The conditions for his comeback – relentlessly hot and humid as he recalled – were miserable. Kyle stayed in the air-conditioned rig as Anna saddled his horse. The first run went awful.

“I got dragged around for 19 seconds,” Kyle said. “I figured I was done.”

But after Kyle received a good draw, Anna cajoled him to give it another chance. He posted a time of 5.0 seconds, tying for fourth place in the round. It might as well have been at the National Finals Rodeo given his journey over the previous several months.

“I was sick. I felt horrible. I know I shouldn’t have probably done it,” Kyle said. “But I was proud of placing.”

The thought entered Kyle’s mind that this might be it, his rodeo career switching to supporting his wife in breakaway roping. He watched her at the RAM Montana Circuit Finals Rodeo that season.

“He told me then he didn’t want to come back unless he was competing. That’s when I knew he was going to keep going,” Anna said.
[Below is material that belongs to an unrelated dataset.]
PR #1546, opened 2021-12-20
Nightly bias for all

julienguy:
This PR implements (few lines changes) the proposal that we also use the nightly bias for red and nir cameras because this considerably reduces the number of 'BADCOLUMN'. Indeed most residuals in CCD columns are not due to dark current but charges generated at readout on specific pixels in the serial clock row. So we can remove them by using a recent bias.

Kyle competed in 2023 and is back on the road this season “with more fire than ever.”

He called the Montana Circuit home in the past, but now competes on the Turquoise Circuit in Arizona. That lunch two years ago seems like a long time ago.

Kyle’s scar from 65 staples in his head, however, provides a reminder of what happened and what he and his family have overcome.

“Rodeo used to be a thing I had to do. This has changed my perspective. We don’t have to do it. We get to do it,” Kyle said. “I feel lucky to pay an entry fee and run a steer. We have always had horses and cows my entire life. Competing is always something I loved to do. It was fun. I am doing it again because of the help of family and friends. Now, I know it is a privilege.”